What is needed
Return the lines of the data below in which the string "struct" occurs.

Records provided

PR #603, opened 2016-05-12
spec/ace: add optional read-only rootfs field

### LINKED ISSUE #245: discussion: read-only app container filesystems
This is a discussion topic.

In chatting with @thockin about deploying application containers at scale, one potentially useful pattern that came up is the idea of making the filesystems in which applications execute (i.e. the container chroot) mostly read-only. Specifically, applications in containers can only write to a known part of the filesystem (e.g. a tmpfs mounted at `/home/` or some other location codified in the spec or manifest), and all of the files/directories supplied by the images are not writeable.

The obvious/major downside is that applications need to be designed and built to anticipate this restriction. However, it is generally a vastly simplifying assumption with respect to implementation of filesystem rendering and image management, largely due to the removal of the need to fiddle with copy-on-write mechanisms (all of which, at the time of writing on Linux, have various known issues/caveats). Strategies like making an entire set/repository of images available over network-mounted filesystems become very easy.

It seems somewhat plausible that this could be added to the spec in an optional fashion (as a simple parameter in the image manifest), although the semantics are then slightly unclear in terms of e.g. how read-only should be enforced.

tmrts:
Adds `readOnlyRootFS` field for mounting rootfs of an app as read-only.

Fixes #245 

cc @jonboulle

### DIFF
--- a/spec/ace.md
+++ b/spec/ace.md
@@ -23,7 +23,8 @@ This UUID is exposed to the pod through the [Metadata Service](#app-container-me
 
 #### Filesystem Setup
 
-Each app in a pod will start chrooted into its own unique read-write filesystem before execution.
+Each app in a pod will start chrooted into its own unique filesystem before execution.
+If the app's entry in the `PodManifest` has the field `readOnlyRootFS` is set to `true`, the rootfs will be mounted as read-only for that app otherwise it will be mounted as read-write.
 
 An app's filesystem must be *rendered* in an empty directory by the following process (or equivalent):
 
--- a/spec/pods.md
+++ b/spec/pods.md
@@ -58,6 +58,7 @@ JSON Schema for the Pod Manifest, conforming to [RFC4627](https://tools.ietf.org
                     }
                 ]
             },
+            "readOnlyRootFS": true,
             "mounts": [
                 {
                     "volume": "worklib",
@@ -163,6 +164,7 @@ JSON Schema for the Pod Manifest, conforming to [RFC4627](https://tools.ietf.org
         * **name** (string, optional) name of the image (restricted to [AC Identifier](types.md#ac-identifier-type) formatting)
         * **labels** (list of objects, optional) additional labels characterizing the image
     * **app** (object, optional) substitute for the app object of the referred image's ImageManifest. See [Image Manifest Schema](aci.md#image-manifest-schema) for what the app object contains.
+    * **readOnlyRootFS** (boolean, optional, defaults to "false" if unsupplied) whether or not the root filesystem of the app will be mounted read-only.
     * **mounts** (list of objects, optional) list of mounts mapping an app mountPoint to a volume. Each mount has the following set of key-value pairs:
       * **volume** (string, required) name of the volume that will fulfill this mount (restricted to the [AC Name](types.md#ac-name-type) formatting); this is a key into the list of `volumes`, below.
       * **path** (string, required) path inside the app filesystem to mount the volume; generally this will come from one of an app's mountPoint paths. For example, if an app has a mountPoint named "work" with path "/var/lib/work", an executor should map an appropriate volume to fulfill that mountPoint by using a `mount` object with that path.
--- a/schema/pod.go
+++ b/schema/pod.go
@@ -152,11 +152,12 @@ func (r Mount) assertValid() error {
 
 // RuntimeApp describes an application referenced in a PodManifest
 type RuntimeApp struct {
-	Name        types.ACName      `json:"name"`
-	Image       RuntimeImage      `json:"image"`
-	App         *types.App        `json:"app,omitempty"`
-	Mounts      []Mount           `json:"mounts,omitempty"`
-	Annotations types.Annotations `json:"annotations,omitempty"`
+	Name           types.ACName      `json:"name"`
+	Image          RuntimeImage      `json:"image"`
+	App            *types.App        `json:"app,omitempty"`
+	ReadOnlyRootFS bool              `json:"readOnlyRootFS,omitempty"`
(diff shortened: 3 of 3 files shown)


spec/pods.md
```diff
@@ -163,6 +163,7 @@ JSON Schema for the Pod Manifest, conforming to [RFC4627](https://tools.ietf.org
         * **name** (string, optional) name of the image (restricted to [AC Identifier](types.md#ac-identifier-type) formatting)
         * **labels** (list of objects, optional) additional labels characterizing the image
     * **app** (object, optional) substitute for the app object of the referred image's ImageManifest. See [Image Manifest Schema](aci.md#image-manifest-schema) for what the app object contains.
+        * **readOnlyRootFS** (boolean, optional, defaults to "false" if unsupplied) whether or not the root filesystem of the app will be mounted read-only.
```
jonboulle: This should be unindented and live  alongside the app object

schema/types/app.go
```diff
@@ -28,6 +28,7 @@ type App struct {
 	Group             string         `json:"group"`
 	SupplementaryGIDs []int          `json:"supplementaryGIDs,omitempty"`
 	WorkingDirectory  string         `json:"workingDirectory,omitempty"`
+	ReadOnlyRootFS    bool           `json:"readOnlyRootFS,omitempty"`
```
jonboulle: This  should be changed in runtime app in pod.go

jonboulle: The idea is that it's a feature of the runtime rather than the image. So aci stays unchanged. Does that make sense?

spec/ace.md
```diff
@@ -33,6 +33,8 @@ An app's filesystem must be *rendered* in an empty directory by the following pr
 
 If during rootfs extraction a path is already present in the target directory from an earlier dependency, the previously extracted path MUST be overwritten. If the existing path is a symbolic link to a directory, the link MUST NOT be followed and it MUST be removed and replaced with the new path.
 
+If the optional field `readOnlyRootFS` is set to `true` in the ACI, the rootfs will be mounted as read-only.
```
jonboulle: Nit, could you clarify line 26 where it says read write. Perhaps just add "by default"

spec/pods.md
tmrts: ack

schema/types/app.go
tmrts: Yup, I confused the execution flow for a sec there. fixed now

spec/ace.md
tmrts: clarified it.

tmrts:
@jonboulle PTAL

spec/ace.md
```diff
@@ -23,7 +23,9 @@ This UUID is exposed to the pod through the [Metadata Service](#app-container-me
 
 #### Filesystem Setup
 
-Each app in a pod will start chrooted into its own unique read-write filesystem before execution.
+Each app in a pod will start chrooted into its own unique filesystem before execution.
+If the optional field `apps.readOnlyRootFS` is set to `true` in the ACI,
```
jonboulle: NACK, this is _not_ a field in the ACI - it's in the pod manifest.
"If the app's entry in the `PodManifest` has the field `readOnlyRootFS` is set to `true`, ..."

tmrts: done

spec/pods.md
```diff
@@ -163,6 +163,7 @@ JSON Schema for the Pod Manifest, conforming to [RFC4627](https://tools.ietf.org
         * **name** (string, optional) name of the image (restricted to [AC Identifier](types.md#ac-identifier-type) formatting)
         * **labels** (list of objects, optional) additional labels characterizing the image
     * **app** (object, optional) substitute for the app object of the referred image's ImageManifest. See [Image Manifest Schema](aci.md#image-manifest-schema) for what the app object contains.
+    * **readOnlyRootFS** (boolean, optional, defaults to "false" if unsupplied) whether or not the root filesystem of the app will be mounted read-only.
```
jonboulle: perhaps add an example  readOnlyRootFS: true to the example JSON here? https://github.com/appc/spec/pull/603/files#diff-7bbac9ed3bbf6dbc1688669ce478f5deL113

spec/ace.md
```diff
@@ -23,7 +23,9 @@ This UUID is exposed to the pod through the [Metadata Service](#app-container-me
 
 #### Filesystem Setup
 
-Each app in a pod will start chrooted into its own unique read-write filesystem before execution.
+Each app in a pod will start chrooted into its own unique filesystem before execution.
+If the app's entry in the `PodManifest` has the field `apps.readOnlyRootFS` is set to `true`,
```
jonboulle: the "apps." prefix is wrong, just remove that.

tmrts: I could've sworn I removed that

spec/pods.md
tmrts: done

spec/ace.md
```diff
@@ -23,7 +23,9 @@ This UUID is exposed to the pod through the [Metadata Service](#app-container-me
 
 #### Filesystem Setup
 
-Each app in a pod will start chrooted into its own unique read-write filesystem before execution.
+Each app in a pod will start chrooted into its own unique filesystem before execution.
+If the app's entry in the `PodManifest` has the field `readOnlyRootFS` is set to `true`,
```
jonboulle: sorry, two more things I missed:
a) put these on one line (one-sentence-per-line is still the convention here)
b) s/for each app/for that app,/

tmrts: np, done

jonboulle:
LGTM, thank you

Answer box
 type RuntimeApp struct {
@@ -28,6 +28,7 @@ type App struct {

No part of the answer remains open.